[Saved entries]
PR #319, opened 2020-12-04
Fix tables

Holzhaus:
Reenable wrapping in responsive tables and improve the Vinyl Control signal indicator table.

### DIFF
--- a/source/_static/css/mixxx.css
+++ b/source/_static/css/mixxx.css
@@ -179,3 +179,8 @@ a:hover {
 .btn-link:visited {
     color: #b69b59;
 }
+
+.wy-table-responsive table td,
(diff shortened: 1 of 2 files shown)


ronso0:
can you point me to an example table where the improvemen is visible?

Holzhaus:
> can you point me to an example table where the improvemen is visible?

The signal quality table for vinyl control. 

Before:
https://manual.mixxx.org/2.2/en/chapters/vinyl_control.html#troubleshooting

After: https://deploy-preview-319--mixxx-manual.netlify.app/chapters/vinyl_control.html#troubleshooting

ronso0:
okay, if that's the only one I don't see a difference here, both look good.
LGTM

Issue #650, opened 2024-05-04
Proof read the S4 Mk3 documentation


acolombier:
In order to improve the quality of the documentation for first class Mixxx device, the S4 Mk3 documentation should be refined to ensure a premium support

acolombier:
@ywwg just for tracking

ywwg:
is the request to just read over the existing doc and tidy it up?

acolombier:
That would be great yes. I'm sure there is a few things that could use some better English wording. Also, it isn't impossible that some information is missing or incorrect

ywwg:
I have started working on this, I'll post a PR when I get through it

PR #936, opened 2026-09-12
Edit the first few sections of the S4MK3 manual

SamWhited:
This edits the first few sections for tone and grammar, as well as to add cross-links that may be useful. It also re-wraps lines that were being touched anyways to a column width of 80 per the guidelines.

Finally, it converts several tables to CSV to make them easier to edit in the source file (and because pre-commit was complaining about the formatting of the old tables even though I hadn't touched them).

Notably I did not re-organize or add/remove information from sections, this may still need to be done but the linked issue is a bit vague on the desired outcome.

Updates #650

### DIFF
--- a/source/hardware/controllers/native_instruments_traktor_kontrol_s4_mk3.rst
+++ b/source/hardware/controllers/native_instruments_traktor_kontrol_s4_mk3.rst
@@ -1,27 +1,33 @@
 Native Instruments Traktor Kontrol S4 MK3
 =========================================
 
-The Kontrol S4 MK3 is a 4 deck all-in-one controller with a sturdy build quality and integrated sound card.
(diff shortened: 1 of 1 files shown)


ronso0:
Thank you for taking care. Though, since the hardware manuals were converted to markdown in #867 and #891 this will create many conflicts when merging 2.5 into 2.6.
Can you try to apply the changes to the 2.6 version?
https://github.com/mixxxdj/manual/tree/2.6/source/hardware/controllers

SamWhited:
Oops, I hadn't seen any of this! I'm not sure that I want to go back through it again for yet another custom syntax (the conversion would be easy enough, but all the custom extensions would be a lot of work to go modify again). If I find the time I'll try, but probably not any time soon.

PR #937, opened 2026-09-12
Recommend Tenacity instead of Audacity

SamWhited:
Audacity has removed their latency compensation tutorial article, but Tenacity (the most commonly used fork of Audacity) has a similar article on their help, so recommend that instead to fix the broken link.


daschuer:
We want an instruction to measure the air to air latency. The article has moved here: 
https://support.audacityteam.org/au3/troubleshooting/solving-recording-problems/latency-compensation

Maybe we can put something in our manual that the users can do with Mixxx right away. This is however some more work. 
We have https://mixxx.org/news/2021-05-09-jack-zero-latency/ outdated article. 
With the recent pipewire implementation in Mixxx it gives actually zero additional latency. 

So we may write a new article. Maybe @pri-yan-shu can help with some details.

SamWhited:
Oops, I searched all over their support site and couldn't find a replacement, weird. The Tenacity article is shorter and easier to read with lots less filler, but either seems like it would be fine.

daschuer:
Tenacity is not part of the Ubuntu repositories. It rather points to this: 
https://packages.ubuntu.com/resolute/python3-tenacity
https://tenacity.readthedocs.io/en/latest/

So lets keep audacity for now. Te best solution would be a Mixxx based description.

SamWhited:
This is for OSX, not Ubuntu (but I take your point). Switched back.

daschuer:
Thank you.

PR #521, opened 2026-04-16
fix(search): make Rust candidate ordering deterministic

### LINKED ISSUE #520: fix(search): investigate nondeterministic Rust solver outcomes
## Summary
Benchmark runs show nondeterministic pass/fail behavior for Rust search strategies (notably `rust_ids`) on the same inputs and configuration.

[Exercise directions] Across the data above, how many lines contain "where"? Reply with a bare number.

[Solution for this problem] 2